Why does this MIPS program do what it does?

[Mark44]

A recent thread asking what a Python program does induced me to post this MIPS assembly program, and ask why we get the incorrect addition in the second line of output.
Here's the output from this code:

5 + 2 = 7
5 + 2 = 3

And here's the code that produces that output.
Edit: The first line of code after the Loop label adds the values in the $a1 and $a2 registers, and puts the sum in the $a3 register.
The code here was run in the QtSpim MIPS simulator, producing the output you see above.

AddAddr = 0x400030
         .data
Msg: .asciiz "5 + 2 = "
         .text
        .globl  main
main:
 li $a1, 5
 li $a2, 2
 li $t0, 2
 
Loop:
   add $a3, $a1, $a2
   lw $s0, AddAddr
   addiu $s0, $s0, 2
   sw $s0, AddAddr
   la $a0, Msg
   li $v0, 4
   syscall
   move $a0, $a3
   li $v0, 1
   syscall
   li $a0, '\n'
   li $v0, 11
   syscall
   sub $t0, $t0, 1
   bgt $t0, $0, Loop 
Done:
   li $v0, 10
   syscall
.end main

 

[newjerseyrunner]

AddAddr = 0x400030  ;Constant memory position... what is at this position?
         .data
Msg: .asciiz "5 + 2 = "
         .text
        .globl  main
main:
 li $a1, 5  ;One of the values to add
 li $a2, 2  ;The other value to add
 li $t0, 2   ;A loop counter
 
Loop:
   add $a3, $a1, $a2   ;Add a1 and a2 and put the result in a3
   lw $s0, AddAddr      ;Load whatever is at address 0x40030  to s0...  Why?
   addiu $s0, $s0, 2     ;Add 2 to the value of s0
   sw $s0, AddAddr     ;Push the results back to the address 0x40030
   la $a0, Msg              ;Load the text of your output into a0 (which is required for output)
   li $v0, 4                    ;Put the integer 4 in v0 (this is an interrupt value for print string that will cause syscall)
   syscall                      ;Will print a0 to the screen because v0 is 4
   move $a0, $a3         ;Copy the results of a3 to a0 to be ready to print it
   li $v0, 1                    ;A value of 1 in v0 will do a print int
   syscall                      ;print the int
   li $a0, '\n'                  ;Put a newline in the print buffer
   li $v0, 11                   ;Tell it it's printing a character
   syscall                      ;Do the print
   sub $t0, $t0, 1          ;Subtract one from the loop
   bgt $t0, $0, Loop      ;Loop if counter is not zero
Done:
   li $v0, 10                  ;10 is the syscall to exit
   syscall                      ;Actually exit
.end main

[/QUOTE]

So it's looping twice because of the $t0 variable. Why you're getting anything other than 7 must have something to do with the 0x400030 offset. I have no idea what that is.

 

[Mark44]

Why you're getting anything other than 7 must have something to do with the 0x400030 offset. I have no idea what that is.

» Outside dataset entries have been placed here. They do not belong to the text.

PR #880, opened 2025-09-22
Fix return types in RBF interpolation functions

msimberg:
https://github.com/C2SM/icon4py/pull/871 made a partial fix, but the types still ended up slightly inconsistent. The generic `_compute_rbf_interpolation_coeffs` returns a dynamically sized list of ndarrays, as it depends on a dynamically sized list as input. The return type was incorrectly specified as a two-element tuple (it can be one or two elements long). #871 correctly made sure the cell/vertex-specific functions return a tuple, but with `_compute_rbf_interpolation_coeffs` returning a list, they return values should be explicitly converted in those functions instead.

### DIFF
--- a/model/common/src/icon4py/model/common/interpolation/rbf_interpolation.py
+++ b/model/common/src/icon4py/model/common/interpolation/rbf_interpolation.py
@@ -227,7 +227,7 @@ def _compute_rbf_interpolation_coeffs(
     scale_factor: ta.wpfloat,
     horizontal_start: gtx.int32,
     array_ns: ModuleType = np,
-) -> tuple[data_alloc.NDArray, data_alloc.NDArray]:
+) -> list[data_alloc.NDArray]:
     rbf_offset_shape_full = rbf_offset.shape
     rbf_offset = rbf_offset[horizontal_start:]
     num_elements = rbf_offset.shape[0]
@@ -346,7 +346,7 @@ def _compute_rbf_interpolation_coeffs(
             rbf_vec_coeff_np[j][i + horizontal_start, valid_neighbors] = sla.cho_solve(
                 z_diag_np, rhs_np[j][i, valid_neighbors]
             )
-    rbf_vec_coeff = tuple([array_ns.asarray(x) for x in rbf_vec_coeff_np])
+    rbf_vec_coeff = [array_ns.asarray(x) for x in rbf_vec_coeff_np]
 
     # Normalize coefficients
     for j in range(num_zonal_meridional_components):
@@ -399,7 +399,7 @@ def compute_rbf_interpolation_coeffs_cell(
         array_ns=array_ns,
     )
     assert len(coeffs) == 2
-    return coeffs
+    return tuple(coeffs)
 
 
 def compute_rbf_interpolation_coeffs_edge(
@@ -483,4 +483,4 @@ def compute_rbf_interpolation_coeffs_vertex(
         array_ns=array_ns,
     )
     assert len(coeffs) == 2
-    return coeffs
+    return tuple(coeffs)


model/common/src/icon4py/model/common/interpolation/rbf_interpolation.py
```diff
@@ -346,7 +346,7 @@ def index_offset(f):
             rbf_vec_coeff_np[j][i + horizontal_start, valid_neighbors] = sla.cho_solve(
                 z_diag_np, rhs_np[j][i, valid_neighbors]
             )
-    rbf_vec_coeff = tuple([array_ns.asarray(x) for x in rbf_vec_coeff_np])
+    rbf_vec_coeff = [array_ns.asarray(x) for x in rbf_vec_coeff_np]
```
egparedes, line 349: This other way would have kept the original `tuple` type annotation, and since it seems the list is going to be converted to a tuple anyway, probably makes more sense.
```suggestion
    rbf_vec_coeff = tuple(array_ns.asarray(x) for x in rbf_vec_coeff_np)
```

model/common/src/icon4py/model/common/interpolation/rbf_interpolation.py
```diff
@@ -227,7 +227,7 @@ def _compute_rbf_interpolation_coeffs(
     scale_factor: ta.wpfloat,
     horizontal_start: gtx.int32,
     array_ns: ModuleType = np,
-) -> tuple[data_alloc.NDArray, data_alloc.NDArray]:
+) -> list[data_alloc.NDArray]:
```
egparedes, line 230: Just for your information, based on your comments and a quick look at the code, it seems that the number of output items depends on the number of elements in the `uv` input argument (either 1 or 2), is that right? In that case, it is actually possible to define this relationship, by using `tuple` instead of list in the `uv` annotation, together with two `overload`s: one of the 1-element tuple case (`uv: tuple[tuple[....]]`) and another for the 2-elements case (`uv: tuple[tuple[....], tuple[....]]`).  More info: https://typing.python.org/en/latest/spec/overload.html

egparedes (commented):
A couple of comments for discussion.

model/common/src/icon4py/model/common/interpolation/rbf_interpolation.py
msimberg: > Just for your information, based on your comments and a quick look at the code, it seems that the number of output items depends on the number of elements in the uv input argument (either 1 or 2), is that right?

That's right.

> In that case, it is actually possible to define this relationship, by using tuple instead of list in the uv annotation, together with two overloads: one of the 1-element tuple case (uv: tuple[tuple[....]]) and another for the 2-elements case (uv: tuple[tuple[....], tuple[....]]). More info: https://typing.python.org/en/latest/spec/overload.html

Interesting, thanks for the link. On one hand I like the idea since it accurately describes what I'm looking for. On the other I don't like the idea of having the function signature triplicated (except for the one parameter that has a different type). It feels like a lot of noise for not being able to express the type constraints in one function definition. Will ponder on this.

havogt: Welcome to Python. ;)

msimberg: @egparedes FYI assuming I understand the use of typing.overload correctly, this is what it would look like with that change: https://github.com/C2SM/icon4py/commit/4aee35f1dc0804374fa177e5e9ba28aa7539bc0c.

I think even now I still prefer the "dumb list" version, but won't object if you prefer the better typed version. What do you think?

model/common/src/icon4py/model/common/interpolation/rbf_interpolation.py
msimberg: > are you aware that tuple[NDArray, ...] also express arbitrary-sized tuples?

I was not! Thanks. In that case I like the option here (without `@overload`, with tuples). Let me try that as well.

model/common/src/icon4py/model/common/interpolation/rbf_interpolation.py
egparedes: I agree it makes more sense (at least now) to use the version without the overloads.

It's the offset of the first add instruction in the loop. The lw (load word) instuction that follows loads the 32-bit integer at that address, which happens to be the machine code for the previous add instruction. The addiu instruction increments that value by 2, and the sw (store word) instuction inserts the new value into the code segment. The value that is inserted is the machine code for sub $a3, $a1, $a2.

 

[newjerseyrunner]

Gotcha, so it changes the add to a sub. It'll first add the two values together, then subtract one from the other. So what's the question? You seem to get exactly the output I would expect.

 

[Mark44]

Gotcha, so it changes the add to a sub. It'll first add the two values together, then subtract one from the other. So what's the question? You seem to get exactly the output I would expect.

No question -- I just submitted it for people's "enjoyment".